- _TASK TO CARRY OUT_
Among the entries below, how many lines include the string "which"? Answer with only the number.

- _DATASET RECORDS_
Issue #6899, opened 2024-04-02
Add option to override resolve_s3 from samconfig


ExtremoPenguin:
### Describe your idea/feature/enhancement

If samconfig sets `resolve_s3` there is no way to override this setting using command line arguments. There should be the option to clear this flag using the command line arguments so that `--s3-bucket` can be used instead when needed.

### Proposal

Add the option to pass `--resolve-s3 false` on the CLI which would be the equivalent of not setting  `--resolve-s3` at all.

### Additional Details

We try to setup our projects so that developers can stand up our applications in their own sandbox accounts with same settings that our CI builds use when deploying to production environments. samconfig has been very useful for that as we can move most of the CLI arguments to configuration that is checked into git. Developers deploying to their test environments can then simply run `sam deploy` without needing to copy and paste a bunch of CLI arguments.

The issue we are running into is that for developer environments, using `resolve_s3` in samconfig works great and automatically detects the SourceBucket from the aws-sam-cli-managed-default stack. But in our CI pipelines, we are using the user and role generated from `sam pipeline bootstrap` which has its own artifact bucket and does not have permissions to the bucket in aws-sam-cli-managed-default. This means we need to specify `--s3-bucket` in the CI environments. But because `--resolve-s3` is a flag, it can not be unset and using `--s3-bucket` throws an error since resolve-s3 and s3-bucket are mutually exclusive.

The work around is fairly minor. Just don't include resolve_s3 in samconfig and require developers include it as a command line argument when running sam. But it would be nice if everything set in samconfig could be overridden by the CLI arguments when needed.

lucashuy:
Thanks for opening this feature request. It looks like the inverse of the flag needs to be configured (ie. `--no-resolve-s3`) so that your desired behaviour is achieved. Let me raise this with the team for prioritization and to see if this aligns with what we wanted to do with this option.

In the mean time, I'm going to mark this as a good first issue for folks that wanted to contribute to this project.

nitintecg:
@lucashuy I would like to contribute this issue. I'm having doubt that new option`--no-resolve-s3` will ignores `resolve-s3` option if its present. for eg like this in deploy `command.py`  file 
```
if not no_resolve_s3 and resolve_s3: # here means resolve_s3 will be supported when no_resolve_s3 is present
            if bool(s3_bucket):
                raise DeployResolveS3AndS3SetError()
 ```
am i right here ?

lucashuy:
[...]

PR #7107, opened 2024-05-27
fix: modified option resolve_s3 to allow override from samconfig

nitintecg:
#6899 

Modified resolve_s3 option to allow override from samconfig 

#### Mandatory Checklist

- [X] Write/update unit tests
- [X] `make pr` passes
- [X] Write documentation

### DIFF
--- a/tests/integration/deploy/test_deploy_command.py
+++ b/tests/integration/deploy/test_deploy_command.py
@@ -423,6 +423,39 @@ to create a managed default bucket, or run sam deploy --guided",
             deploy_process_execute.stderr,
         )
 
+    def test_deploy_with_no_resolve_s3_option(self):
+        template_path = self.test_data_path.joinpath("aws-serverless-function.yaml")
+
+        stack_name = self._method_to_stack_name(self.id())
+
+        deploy_command_list = self.get_deploy_command_list(
+            template_file=template_path,
+            stack_name=stack_name,
+            capabilities="CAPABILITY_IAM",
+            s3_prefix=self.s3_prefix,
+            force_upload=True,
+            notification_arns=self.sns_arn,
+            parameter_overrides="Parameter=Clarity",
+            kms_key_id=self.kms_key,
+            no_execute_changeset=False,
+            tags="integ=true clarity=yes foo_bar=baz",
+            confirm_changeset=False,
+        )
+
+        deploy_command_list.append("--no-resolve-s3")
+
+        deploy_process_execute = self.run_command(deploy_command_list)
+        # Error asking for s3 bucket
+        self.assertEqual(deploy_process_execute.process.returncode, 1)
+        self.assertIn(
+            bytes(
+                f"S3 Bucket not specified, use --s3-bucket to specify a bucket name, or use --resolve-s3 \
+to create a managed default bucket, or run sam deploy --guided",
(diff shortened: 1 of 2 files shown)


nitintecg:
@lucashuy  can you help me in writing/reviewing and running  the tests files ?

lucashuy:
Hi, thanks for opening the PR. For testing, we have two kinds of test: unit tests and integration tests.

You can run unit tests on your own without any AWS deployments by running `make test`. This will take a moment to run. We likely don't need to add anything here, but rather making sure that anything that breaks is fixed.

For integration tests, we can add a test similar to this: https://github.com/aws/aws-sam-cli/blob/e0bc44db64c9e81ea25521ed5cbd8fc8d2245c9c/tests/integration/deploy/test_deploy_command.py#L309-L325

So instead of adding a new check in the base class for `--no-resolve-s3`, we can just directly append it to the end of the generated command.

tests/integration/deploy/test_deploy_command.py
```diff
@@ -423,6 +423,30 @@ def test_deploy_without_s3_bucket(self, template_file):
...
+            notification_arns=self.sns_arn,
+            parameter_overrides="Parameter=Clarity",
+            kms_key_id=self.kms_key,
+            no_execute_changeset=False,
+            tags="integ=true clarity=yes foo_bar=baz",
+            confirm_changeset=False,
+        )
+
+        deploy_process_execute = self.run_command(deploy_command_list)
+        self.assertEqual(deploy_process_execute.process.returncode, 0)
```
lucashuy, line 448: building from my top level comment, we can check for the error message about missing bucket instead, like this test: https://github.com/aws/aws-sam-cli/blob/e0bc44db64c9e81ea25521ed5cbd8fc8d2245c9c/tests/integration/deploy/test_deploy_command.py#L393-L424

tests/integration/deploy/test_deploy_command.py
```diff
@@ -423,6 +423,40 @@ def test_deploy_without_s3_bucket(self, template_file):
             deploy_process_execute.stderr,
         )
 
+    @parameterized.expand(["aws-serverless-function.yaml", "cdk_v1_synthesized_template_zip_functions.json"])
```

- _ANSWER SPACE_
2